# The task:
Nothing but the lines from the one with "Rather than jobs" down to the one with "Thoughts very much" should be returned, exactly and with both ends included, from the material below.

# Data to process:
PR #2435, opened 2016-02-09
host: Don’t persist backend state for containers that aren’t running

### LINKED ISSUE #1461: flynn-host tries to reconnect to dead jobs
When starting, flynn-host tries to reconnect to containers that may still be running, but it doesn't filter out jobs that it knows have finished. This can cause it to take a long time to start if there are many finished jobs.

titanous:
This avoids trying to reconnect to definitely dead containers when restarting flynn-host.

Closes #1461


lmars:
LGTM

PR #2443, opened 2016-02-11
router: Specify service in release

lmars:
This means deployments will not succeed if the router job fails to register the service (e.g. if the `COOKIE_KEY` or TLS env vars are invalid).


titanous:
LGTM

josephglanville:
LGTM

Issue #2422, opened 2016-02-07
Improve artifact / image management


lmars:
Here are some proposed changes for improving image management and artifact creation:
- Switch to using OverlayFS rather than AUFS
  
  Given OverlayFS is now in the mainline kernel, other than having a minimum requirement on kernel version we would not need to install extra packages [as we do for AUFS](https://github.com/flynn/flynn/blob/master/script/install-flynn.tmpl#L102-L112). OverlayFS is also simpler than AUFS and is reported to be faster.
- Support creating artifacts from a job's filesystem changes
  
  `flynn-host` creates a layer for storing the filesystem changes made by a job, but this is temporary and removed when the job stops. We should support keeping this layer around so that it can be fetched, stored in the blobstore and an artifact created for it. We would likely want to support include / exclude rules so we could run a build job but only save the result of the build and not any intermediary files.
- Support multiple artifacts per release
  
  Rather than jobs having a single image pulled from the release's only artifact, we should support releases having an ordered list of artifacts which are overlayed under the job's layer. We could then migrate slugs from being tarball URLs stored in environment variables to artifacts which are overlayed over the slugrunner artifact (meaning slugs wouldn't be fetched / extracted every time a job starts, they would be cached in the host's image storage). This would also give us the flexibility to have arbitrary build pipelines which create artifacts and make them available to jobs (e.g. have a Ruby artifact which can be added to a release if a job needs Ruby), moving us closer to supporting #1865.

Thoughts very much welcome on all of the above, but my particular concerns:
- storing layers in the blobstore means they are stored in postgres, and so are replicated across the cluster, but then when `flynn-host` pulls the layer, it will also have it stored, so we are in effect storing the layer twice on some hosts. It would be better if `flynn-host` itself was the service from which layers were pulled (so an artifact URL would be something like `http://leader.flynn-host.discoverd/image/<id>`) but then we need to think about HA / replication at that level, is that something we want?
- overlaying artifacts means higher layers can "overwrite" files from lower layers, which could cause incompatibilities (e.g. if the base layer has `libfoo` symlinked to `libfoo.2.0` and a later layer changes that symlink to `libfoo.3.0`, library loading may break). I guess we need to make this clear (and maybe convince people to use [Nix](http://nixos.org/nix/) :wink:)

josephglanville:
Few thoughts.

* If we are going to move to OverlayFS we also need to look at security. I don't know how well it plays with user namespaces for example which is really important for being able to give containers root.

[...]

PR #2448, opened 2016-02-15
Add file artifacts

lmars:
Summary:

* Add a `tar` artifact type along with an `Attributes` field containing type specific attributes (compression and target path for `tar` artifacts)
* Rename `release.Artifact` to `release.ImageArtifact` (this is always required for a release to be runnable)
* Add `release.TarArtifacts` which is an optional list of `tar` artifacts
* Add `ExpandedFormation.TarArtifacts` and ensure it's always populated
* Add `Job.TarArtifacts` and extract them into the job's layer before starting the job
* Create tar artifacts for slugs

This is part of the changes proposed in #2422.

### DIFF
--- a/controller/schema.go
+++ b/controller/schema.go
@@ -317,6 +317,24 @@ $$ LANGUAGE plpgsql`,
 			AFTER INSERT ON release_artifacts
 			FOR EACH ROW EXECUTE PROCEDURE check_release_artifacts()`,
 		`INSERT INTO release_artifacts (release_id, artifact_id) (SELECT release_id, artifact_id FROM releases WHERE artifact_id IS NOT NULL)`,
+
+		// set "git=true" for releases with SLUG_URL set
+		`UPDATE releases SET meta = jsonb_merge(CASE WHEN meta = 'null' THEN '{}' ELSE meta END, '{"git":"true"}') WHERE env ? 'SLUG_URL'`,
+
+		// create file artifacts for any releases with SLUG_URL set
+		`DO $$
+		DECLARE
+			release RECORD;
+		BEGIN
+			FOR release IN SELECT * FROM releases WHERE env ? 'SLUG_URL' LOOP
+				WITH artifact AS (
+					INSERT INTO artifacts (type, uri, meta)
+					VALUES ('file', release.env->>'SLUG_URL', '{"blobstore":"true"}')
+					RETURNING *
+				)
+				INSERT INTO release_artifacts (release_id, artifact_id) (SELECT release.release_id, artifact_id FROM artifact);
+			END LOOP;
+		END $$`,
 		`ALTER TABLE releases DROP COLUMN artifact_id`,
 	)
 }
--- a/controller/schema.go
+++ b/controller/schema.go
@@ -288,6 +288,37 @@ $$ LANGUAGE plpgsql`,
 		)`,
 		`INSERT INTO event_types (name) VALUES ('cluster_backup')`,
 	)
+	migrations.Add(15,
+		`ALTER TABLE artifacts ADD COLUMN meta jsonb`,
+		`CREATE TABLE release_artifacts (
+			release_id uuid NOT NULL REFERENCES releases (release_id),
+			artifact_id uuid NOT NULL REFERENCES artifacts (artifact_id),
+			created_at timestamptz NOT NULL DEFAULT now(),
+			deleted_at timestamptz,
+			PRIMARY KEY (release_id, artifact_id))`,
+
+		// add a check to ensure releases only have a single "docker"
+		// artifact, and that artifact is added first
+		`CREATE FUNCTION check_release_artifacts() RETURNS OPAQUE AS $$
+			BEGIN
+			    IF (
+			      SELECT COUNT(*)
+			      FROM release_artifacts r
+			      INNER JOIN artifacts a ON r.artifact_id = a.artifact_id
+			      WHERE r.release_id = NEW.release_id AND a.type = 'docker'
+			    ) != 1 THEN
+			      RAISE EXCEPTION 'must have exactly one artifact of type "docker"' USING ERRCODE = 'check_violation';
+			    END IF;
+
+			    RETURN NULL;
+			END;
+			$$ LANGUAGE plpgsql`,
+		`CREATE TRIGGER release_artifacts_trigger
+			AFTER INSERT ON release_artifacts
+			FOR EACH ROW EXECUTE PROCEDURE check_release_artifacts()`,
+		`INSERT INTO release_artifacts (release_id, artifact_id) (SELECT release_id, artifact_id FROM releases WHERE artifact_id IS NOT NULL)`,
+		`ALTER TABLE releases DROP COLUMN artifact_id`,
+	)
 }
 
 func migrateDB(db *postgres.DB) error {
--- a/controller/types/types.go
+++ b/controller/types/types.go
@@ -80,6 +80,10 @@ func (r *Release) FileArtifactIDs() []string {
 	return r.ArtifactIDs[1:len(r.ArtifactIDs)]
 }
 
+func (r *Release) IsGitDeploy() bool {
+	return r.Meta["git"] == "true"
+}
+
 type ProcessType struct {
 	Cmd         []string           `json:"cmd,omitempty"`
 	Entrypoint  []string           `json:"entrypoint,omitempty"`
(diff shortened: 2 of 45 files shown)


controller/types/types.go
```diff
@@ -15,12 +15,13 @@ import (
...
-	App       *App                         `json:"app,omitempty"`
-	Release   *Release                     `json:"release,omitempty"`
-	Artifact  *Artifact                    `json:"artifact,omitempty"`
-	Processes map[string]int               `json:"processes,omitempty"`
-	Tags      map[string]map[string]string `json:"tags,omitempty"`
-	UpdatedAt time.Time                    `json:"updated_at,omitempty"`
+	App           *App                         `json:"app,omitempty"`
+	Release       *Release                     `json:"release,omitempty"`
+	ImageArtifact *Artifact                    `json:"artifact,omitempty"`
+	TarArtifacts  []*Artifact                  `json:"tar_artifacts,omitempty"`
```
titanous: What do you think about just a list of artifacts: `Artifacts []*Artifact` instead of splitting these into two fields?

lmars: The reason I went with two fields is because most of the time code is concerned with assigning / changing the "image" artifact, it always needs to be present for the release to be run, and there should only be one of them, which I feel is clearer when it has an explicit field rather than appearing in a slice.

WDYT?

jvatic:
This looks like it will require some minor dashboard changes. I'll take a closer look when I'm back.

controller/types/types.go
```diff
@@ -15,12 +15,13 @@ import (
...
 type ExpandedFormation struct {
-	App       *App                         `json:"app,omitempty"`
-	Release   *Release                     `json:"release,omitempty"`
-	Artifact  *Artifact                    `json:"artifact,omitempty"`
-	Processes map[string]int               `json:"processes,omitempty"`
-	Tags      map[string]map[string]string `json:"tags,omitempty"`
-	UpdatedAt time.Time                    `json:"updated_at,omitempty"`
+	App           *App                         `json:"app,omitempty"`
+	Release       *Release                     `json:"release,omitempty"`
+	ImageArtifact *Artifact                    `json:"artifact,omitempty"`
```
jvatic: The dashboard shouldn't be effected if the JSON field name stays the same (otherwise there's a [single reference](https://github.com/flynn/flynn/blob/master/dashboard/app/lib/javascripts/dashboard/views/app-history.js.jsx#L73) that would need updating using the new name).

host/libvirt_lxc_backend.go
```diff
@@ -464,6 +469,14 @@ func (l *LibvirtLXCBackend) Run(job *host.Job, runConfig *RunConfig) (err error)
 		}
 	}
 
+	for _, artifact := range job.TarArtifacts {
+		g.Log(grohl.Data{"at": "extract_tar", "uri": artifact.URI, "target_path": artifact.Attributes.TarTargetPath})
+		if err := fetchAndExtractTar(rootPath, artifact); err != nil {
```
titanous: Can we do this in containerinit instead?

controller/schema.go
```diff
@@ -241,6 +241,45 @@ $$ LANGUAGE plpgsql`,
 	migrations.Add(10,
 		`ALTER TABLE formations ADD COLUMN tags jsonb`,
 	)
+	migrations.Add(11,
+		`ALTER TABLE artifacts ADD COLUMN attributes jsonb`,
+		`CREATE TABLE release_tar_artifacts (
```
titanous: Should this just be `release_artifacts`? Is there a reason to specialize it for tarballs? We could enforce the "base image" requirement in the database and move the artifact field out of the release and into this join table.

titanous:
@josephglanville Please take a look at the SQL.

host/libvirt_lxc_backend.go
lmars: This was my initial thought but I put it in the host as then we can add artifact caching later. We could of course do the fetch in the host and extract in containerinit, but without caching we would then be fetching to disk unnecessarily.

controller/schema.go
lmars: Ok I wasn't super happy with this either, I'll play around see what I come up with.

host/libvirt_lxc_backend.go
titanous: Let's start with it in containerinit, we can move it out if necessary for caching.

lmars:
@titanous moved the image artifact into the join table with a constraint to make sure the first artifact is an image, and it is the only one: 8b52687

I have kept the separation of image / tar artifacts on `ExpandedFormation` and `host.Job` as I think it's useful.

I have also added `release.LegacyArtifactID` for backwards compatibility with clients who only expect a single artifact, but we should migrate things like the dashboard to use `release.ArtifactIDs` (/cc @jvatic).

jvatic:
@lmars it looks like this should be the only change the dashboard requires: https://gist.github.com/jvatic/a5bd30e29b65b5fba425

# Solution for this exercise:
  Rather than jobs having a single image pulled from the release's only artifact, we should support releases having an ordered list of artifacts which are overlayed under the job's layer. We could then migrate slugs from being tarball URLs stored in environment variables to artifacts which are overlayed over the slugrunner artifact (meaning slugs wouldn't be fetched / extracted every time a job starts, they would be cached in the host's image storage). This would also give us the flexibility to have arbitrary build pipelines which create artifacts and make them available to jobs (e.g. have a Ruby artifact which can be added to a release if a job needs Ruby), moving us closer to supporting #1865.

Thoughts very much welcome on all of the above, but my particular concerns:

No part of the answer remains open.